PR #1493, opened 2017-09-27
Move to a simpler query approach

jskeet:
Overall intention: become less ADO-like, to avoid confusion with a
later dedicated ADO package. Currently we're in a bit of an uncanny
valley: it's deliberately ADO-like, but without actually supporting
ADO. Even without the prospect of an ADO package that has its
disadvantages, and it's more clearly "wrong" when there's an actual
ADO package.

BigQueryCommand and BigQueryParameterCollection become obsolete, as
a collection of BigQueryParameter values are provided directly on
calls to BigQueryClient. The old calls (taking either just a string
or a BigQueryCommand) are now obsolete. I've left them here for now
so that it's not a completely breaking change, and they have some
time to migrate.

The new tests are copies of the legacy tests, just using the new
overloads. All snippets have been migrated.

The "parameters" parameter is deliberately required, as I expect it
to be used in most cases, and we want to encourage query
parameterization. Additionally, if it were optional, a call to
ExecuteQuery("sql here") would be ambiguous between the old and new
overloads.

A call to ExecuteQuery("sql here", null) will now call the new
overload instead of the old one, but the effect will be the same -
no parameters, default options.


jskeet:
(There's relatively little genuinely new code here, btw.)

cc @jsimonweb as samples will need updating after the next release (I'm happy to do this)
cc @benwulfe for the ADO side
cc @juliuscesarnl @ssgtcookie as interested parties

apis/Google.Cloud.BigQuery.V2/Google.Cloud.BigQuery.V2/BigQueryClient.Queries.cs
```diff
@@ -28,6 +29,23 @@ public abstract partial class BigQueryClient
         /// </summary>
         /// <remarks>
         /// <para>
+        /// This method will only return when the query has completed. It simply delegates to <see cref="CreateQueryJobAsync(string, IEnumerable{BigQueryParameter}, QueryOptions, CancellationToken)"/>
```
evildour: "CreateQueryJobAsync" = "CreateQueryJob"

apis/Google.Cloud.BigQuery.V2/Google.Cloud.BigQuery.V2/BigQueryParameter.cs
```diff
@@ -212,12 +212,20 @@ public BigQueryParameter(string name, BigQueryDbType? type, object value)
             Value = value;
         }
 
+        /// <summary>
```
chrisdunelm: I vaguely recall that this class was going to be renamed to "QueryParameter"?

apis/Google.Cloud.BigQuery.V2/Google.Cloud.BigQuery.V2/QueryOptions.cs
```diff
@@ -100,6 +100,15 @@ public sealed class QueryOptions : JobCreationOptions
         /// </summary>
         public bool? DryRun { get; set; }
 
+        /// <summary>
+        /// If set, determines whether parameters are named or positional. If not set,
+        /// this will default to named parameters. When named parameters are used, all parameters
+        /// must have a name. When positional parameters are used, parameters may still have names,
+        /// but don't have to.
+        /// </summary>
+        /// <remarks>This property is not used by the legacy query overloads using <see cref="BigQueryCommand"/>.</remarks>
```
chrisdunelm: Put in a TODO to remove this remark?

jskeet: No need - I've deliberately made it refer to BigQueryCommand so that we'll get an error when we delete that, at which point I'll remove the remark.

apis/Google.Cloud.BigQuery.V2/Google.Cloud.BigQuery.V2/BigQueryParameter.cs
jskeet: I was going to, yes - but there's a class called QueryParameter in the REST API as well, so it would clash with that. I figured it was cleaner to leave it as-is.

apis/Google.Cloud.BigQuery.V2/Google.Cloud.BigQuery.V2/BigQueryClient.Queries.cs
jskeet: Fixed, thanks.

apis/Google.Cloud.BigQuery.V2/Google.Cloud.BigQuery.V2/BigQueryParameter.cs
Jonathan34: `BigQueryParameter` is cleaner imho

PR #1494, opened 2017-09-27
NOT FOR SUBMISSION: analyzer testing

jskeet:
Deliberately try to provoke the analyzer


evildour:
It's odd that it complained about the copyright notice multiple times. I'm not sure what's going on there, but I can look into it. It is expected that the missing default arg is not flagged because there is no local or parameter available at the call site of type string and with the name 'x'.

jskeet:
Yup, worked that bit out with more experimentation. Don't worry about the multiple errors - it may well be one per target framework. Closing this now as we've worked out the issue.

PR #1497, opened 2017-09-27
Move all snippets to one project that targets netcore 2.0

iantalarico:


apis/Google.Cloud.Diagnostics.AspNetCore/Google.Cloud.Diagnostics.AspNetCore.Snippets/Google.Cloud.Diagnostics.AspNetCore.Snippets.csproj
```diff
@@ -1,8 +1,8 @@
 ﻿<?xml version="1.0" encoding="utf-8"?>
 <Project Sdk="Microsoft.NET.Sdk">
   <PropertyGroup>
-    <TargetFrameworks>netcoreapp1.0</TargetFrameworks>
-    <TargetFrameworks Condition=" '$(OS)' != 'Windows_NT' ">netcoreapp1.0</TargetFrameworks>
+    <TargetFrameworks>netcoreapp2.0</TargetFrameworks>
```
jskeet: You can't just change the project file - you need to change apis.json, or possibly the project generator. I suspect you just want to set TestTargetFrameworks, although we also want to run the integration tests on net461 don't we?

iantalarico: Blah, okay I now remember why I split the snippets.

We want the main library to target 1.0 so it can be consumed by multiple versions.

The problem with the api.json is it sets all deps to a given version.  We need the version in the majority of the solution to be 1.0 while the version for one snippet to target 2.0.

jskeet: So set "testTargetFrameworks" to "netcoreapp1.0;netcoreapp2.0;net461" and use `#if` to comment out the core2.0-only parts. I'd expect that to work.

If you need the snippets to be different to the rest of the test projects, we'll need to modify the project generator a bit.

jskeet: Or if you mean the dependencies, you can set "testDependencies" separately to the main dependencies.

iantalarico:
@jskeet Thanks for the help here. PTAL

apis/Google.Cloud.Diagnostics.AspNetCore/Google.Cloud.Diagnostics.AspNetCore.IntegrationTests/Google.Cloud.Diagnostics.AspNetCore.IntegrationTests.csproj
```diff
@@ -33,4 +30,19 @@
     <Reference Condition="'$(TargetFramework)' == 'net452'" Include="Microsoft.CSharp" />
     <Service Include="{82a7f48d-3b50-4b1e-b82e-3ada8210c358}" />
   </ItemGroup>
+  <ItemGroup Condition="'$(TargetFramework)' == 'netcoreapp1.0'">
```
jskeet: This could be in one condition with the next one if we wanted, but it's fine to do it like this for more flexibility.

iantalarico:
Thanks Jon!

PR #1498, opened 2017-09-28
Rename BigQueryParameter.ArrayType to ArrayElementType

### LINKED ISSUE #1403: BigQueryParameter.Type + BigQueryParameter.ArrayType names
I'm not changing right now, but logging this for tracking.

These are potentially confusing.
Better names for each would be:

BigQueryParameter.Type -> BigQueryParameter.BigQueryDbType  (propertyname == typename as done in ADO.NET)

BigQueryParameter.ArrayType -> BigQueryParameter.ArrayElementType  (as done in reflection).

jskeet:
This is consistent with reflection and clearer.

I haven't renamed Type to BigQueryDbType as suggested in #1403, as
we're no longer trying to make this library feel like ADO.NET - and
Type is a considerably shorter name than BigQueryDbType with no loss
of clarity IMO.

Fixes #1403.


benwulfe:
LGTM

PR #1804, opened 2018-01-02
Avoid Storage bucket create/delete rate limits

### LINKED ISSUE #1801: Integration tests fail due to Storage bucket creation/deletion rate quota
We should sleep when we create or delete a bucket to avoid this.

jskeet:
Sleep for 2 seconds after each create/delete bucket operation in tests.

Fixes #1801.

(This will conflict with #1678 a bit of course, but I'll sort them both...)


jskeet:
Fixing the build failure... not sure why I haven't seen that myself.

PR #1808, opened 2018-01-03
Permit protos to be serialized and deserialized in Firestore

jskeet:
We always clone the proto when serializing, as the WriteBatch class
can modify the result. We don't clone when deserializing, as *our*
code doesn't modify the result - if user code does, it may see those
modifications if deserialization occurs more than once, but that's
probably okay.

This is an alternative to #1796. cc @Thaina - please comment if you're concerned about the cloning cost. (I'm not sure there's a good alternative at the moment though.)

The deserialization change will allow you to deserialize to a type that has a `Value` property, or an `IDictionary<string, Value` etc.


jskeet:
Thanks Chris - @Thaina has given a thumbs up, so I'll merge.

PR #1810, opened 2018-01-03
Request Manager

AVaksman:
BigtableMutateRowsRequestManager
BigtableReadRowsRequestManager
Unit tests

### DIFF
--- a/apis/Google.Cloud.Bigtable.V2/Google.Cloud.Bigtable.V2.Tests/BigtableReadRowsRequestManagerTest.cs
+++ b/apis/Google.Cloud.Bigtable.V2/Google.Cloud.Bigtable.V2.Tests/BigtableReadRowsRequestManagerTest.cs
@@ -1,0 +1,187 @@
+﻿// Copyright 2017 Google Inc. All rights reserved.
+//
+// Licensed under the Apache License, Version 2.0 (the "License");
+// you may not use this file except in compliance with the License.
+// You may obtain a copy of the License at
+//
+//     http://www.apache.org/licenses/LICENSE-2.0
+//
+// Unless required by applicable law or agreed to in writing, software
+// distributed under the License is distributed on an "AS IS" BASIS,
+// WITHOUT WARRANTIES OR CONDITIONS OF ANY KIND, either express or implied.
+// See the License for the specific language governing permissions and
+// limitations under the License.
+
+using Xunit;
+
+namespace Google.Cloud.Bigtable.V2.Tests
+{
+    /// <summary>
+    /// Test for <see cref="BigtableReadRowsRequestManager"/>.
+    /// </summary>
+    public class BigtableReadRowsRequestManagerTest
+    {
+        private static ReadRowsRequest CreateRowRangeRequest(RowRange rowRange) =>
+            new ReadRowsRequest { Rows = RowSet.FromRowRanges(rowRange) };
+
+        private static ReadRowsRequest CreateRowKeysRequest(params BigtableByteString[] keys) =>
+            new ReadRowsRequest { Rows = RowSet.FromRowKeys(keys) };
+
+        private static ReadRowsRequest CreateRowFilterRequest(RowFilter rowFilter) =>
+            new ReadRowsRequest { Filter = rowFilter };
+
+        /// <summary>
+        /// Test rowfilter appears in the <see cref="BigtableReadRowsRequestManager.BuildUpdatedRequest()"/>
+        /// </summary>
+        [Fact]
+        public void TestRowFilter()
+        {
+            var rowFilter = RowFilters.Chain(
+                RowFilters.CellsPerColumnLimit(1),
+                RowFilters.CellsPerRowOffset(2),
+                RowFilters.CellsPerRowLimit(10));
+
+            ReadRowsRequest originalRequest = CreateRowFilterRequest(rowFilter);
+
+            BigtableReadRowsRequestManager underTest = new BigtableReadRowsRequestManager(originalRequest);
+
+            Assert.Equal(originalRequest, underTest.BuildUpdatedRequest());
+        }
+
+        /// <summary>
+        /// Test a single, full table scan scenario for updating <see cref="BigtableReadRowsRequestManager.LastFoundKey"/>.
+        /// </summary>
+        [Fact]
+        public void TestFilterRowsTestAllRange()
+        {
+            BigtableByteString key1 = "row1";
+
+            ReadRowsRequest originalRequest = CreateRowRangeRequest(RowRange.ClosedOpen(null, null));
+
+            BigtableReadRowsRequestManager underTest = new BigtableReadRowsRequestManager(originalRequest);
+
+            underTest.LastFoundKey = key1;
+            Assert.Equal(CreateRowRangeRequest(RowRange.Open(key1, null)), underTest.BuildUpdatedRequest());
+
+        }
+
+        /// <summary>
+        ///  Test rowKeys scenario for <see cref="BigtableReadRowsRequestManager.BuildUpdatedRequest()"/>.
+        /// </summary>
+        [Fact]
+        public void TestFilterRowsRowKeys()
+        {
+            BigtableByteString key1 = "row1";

────

> [Work request] Would you copy, word for word, only the lines from the start of the listing to the one that contains "parameterization. Additionally, if", both included?

> [Task result]
PR #1493, opened 2017-09-27
Move to a simpler query approach

jskeet:
Overall intention: become less ADO-like, to avoid confusion with a
later dedicated ADO package. Currently we're in a bit of an uncanny
valley: it's deliberately ADO-like, but without actually supporting
ADO. Even without the prospect of an ADO package that has its
disadvantages, and it's more clearly "wrong" when there's an actual
ADO package.

BigQueryCommand and BigQueryParameterCollection become obsolete, as
a collection of BigQueryParameter values are provided directly on
calls to BigQueryClient. The old calls (taking either just a string
or a BigQueryCommand) are now obsolete. I've left them here for now
so that it's not a completely breaking change, and they have some
time to migrate.

The new tests are copies of the legacy tests, just using the new
overloads. All snippets have been migrated.

The "parameters" parameter is deliberately required, as I expect it
to be used in most cases, and we want to encourage query
parameterization. Additionally, if it were optional, a call to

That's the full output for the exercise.